Entrancing guitarist and singer Jake Xerxes Fussell follows his celebrated self-titled debut (produced by William Tyler) with a moving new album of Natural Questions in the form of transmogrified folk/blues koans. This time these radiant ancient tunes tone several shades darker while amplifying their absurdist humor, illuminating our national, and psychic, predicaments. Featuring art by iconic painter Roger Brown and contributions from three notable Nathans—Nathan Bowles (Steve Gunn), Nathan Salsburg (Alan Lomax Archive), and Nathan Golub (Mountain Goats)—as well as Joan Shelley and Casey Toll (Mt. Moriah).
Highlights
- Available on 150g virgin vinyl as an LP, with heavy-duty 24pt matte jacket with detailed song notes and sources, color labels, and high-res download code for the entire album.
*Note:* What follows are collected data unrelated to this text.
PR #482, opened 2020-01-09
[FAB-17339] Refactor couchDB unit test

DereckLuo:

#### Type of change

- Test update

#### Description

- Fixed couchDB stopExternalResource in ./core/ledger/kvledger/txmgmt/privacyenabledstate. Only stop external couchDB container in this function. Move all DB cleanups in cleanup function.
- For package statecouchdb, un-export **testVDBEnv** and attach __couchDBAddress__ and __cleanupCouchDB__ function to the struct. Which during test, a single global instance of the testVDBEnv is being used, and couchDB external containers will only start once for this package.
- Replaced original array based test environments with map based test environments.

#### Related issues

https://jira.hyperledger.org/browse/FAB-17339

/cc @manish-sethi

### DIFF
--- a/core/ledger/kvledger/txmgmt/pvtstatepurgemgmt/purge_mgr_test.go
+++ b/core/ledger/kvledger/txmgmt/pvtstatepurgemgmt/purge_mgr_test.go
@@ -21,11 +21,16 @@ import (
 	"github.com/stretchr/testify/assert"
 )
 
+const (
+	levelDBtestEnvName = "levelDB_TestEnv"
+	couchDBtestEnvName = "couchDB_TestEnv"
+)
+
 // Tests will be run against each environment in this array
 // For example, to skip CouchDB tests, remove &couchDBLockBasedEnv{}
-var testEnvs = []privacyenabledstate.TestEnv{
-	&privacyenabledstate.LevelDBCommonStorageTestEnv{},
-	&privacyenabledstate.CouchDBCommonStorageTestEnv{},
+var testEnvs = map[string]privacyenabledstate.TestEnv{
+	levelDBtestEnvName: &privacyenabledstate.LevelDBCommonStorageTestEnv{},
+	couchDBtestEnvName: &privacyenabledstate.CouchDBCommonStorageTestEnv{},
 }
 
 func TestMain(m *testing.M) {
@@ -106,11 +111,7 @@ func testPurgeMgr(t *testing.T, dbEnv privacyenabledstate.TestEnv) {
 }
 
 func TestPurgeMgrForCommittingPvtDataOfOldBlocks(t *testing.T) {
-	dbEnvs := []privacyenabledstate.TestEnv{
-		&privacyenabledstate.LevelDBCommonStorageTestEnv{},
-		&privacyenabledstate.CouchDBCommonStorageTestEnv{},
-	}
-	for _, dbEnv := range dbEnvs {
+	for _, dbEnv := range testEnvs {
 		t.Run(dbEnv.GetName(), func(t *testing.T) { testPurgeMgrForCommittingPvtDataOfOldBlocks(t, dbEnv) })
 	}
 }
@@ -163,7 +164,7 @@ func testPurgeMgrForCommittingPvtDataOfOldBlocks(t *testing.T, dbEnv privacyenab
 }
 
 func TestKeyUpdateBeforeExpiryBlock(t *testing.T) {
-	dbEnv := &privacyenabledstate.LevelDBCommonStorageTestEnv{}
+	dbEnv := testEnvs[levelDBtestEnvName]
 	ledgerid := "testledger-perge-mgr"
 	btlPolicy := btltestutil.SampleBTLPolicy(
 		map[[2]string]uint64{
@@ -203,7 +204,7 @@ func TestKeyUpdateBeforeExpiryBlock(t *testing.T) {
 }
 
 func TestOnlyHashUpdateInExpiryBlock(t *testing.T) {
-	dbEnv := &privacyenabledstate.LevelDBCommonStorageTestEnv{}
+	dbEnv := testEnvs[levelDBtestEnvName]
 	ledgerid := "testledger-perge-mgr"
 	btlPolicy := btltestutil.SampleBTLPolicy(
 		map[[2]string]uint64{
@@ -250,7 +251,7 @@ func TestOnlyHashUpdateInExpiryBlock(t *testing.T) {
 }
 
 func TestOnlyHashDeleteBeforeExpiryBlock(t *testing.T) {
-	dbEnv := &privacyenabledstate.LevelDBCommonStorageTestEnv{}
+	dbEnv := testEnvs[levelDBtestEnvName]
 	ledgerid := "testledger-perge-mgr"
 	btlPolicy := btltestutil.SampleBTLPolicy(
 		map[[2]string]uint64{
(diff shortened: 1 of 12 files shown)


core/ledger/util/couchdb/couchdb_test.go
```diff
@@ -74,9 +75,10 @@ func TestMain(m *testing.M) {
 
 func testMain(m *testing.M) int {
 	// Switch to CouchDB
-	address, cleanup := couchdbtest.CouchDBSetup("", "")
-	testAddress = address
-	defer cleanup()
+	if testAddress == "" {
+		testAddress, cleanupCouchDB = couchdbtest.CouchDBSetup((nil))
```
manish-sethi, line 84: I thought that you were planning to move couchdb setup outside testmain... like other packages

core/ledger/kvledger/txmgmt/statedb/statecouchdb/statecouchdb_test.go
```diff
@@ -23,19 +23,17 @@ import (
...
 	"github.com/stretchr/testify/assert"
 	"github.com/stretchr/testify/require"
 )
 
 func TestMain(m *testing.M) {
 	flogging.ActivateSpec("statecouchdb=debug")
 
-	address, cleanup := couchdbtest.CouchDBSetup("", "")
-	couchAddress = address
+	startCouchDB()
```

- CD edition features heavy-duty matte gatefold jacket and LP replica artwork.
- Artwork features two paintings by iconic Chicago Imagist artist Roger Brown (1941–1997).
- PoB Artist Page for Jake Xerxes Fussell.
- RIYL: Michael Hurley, Bob Dylan, John Prine, Dave Van Ronk, Jim Dickinson, Raccoon Records, Joan Shelley, Nathan Bowles, Nathan Salsburg, William Tyler, Daniel Bachman, Wilco.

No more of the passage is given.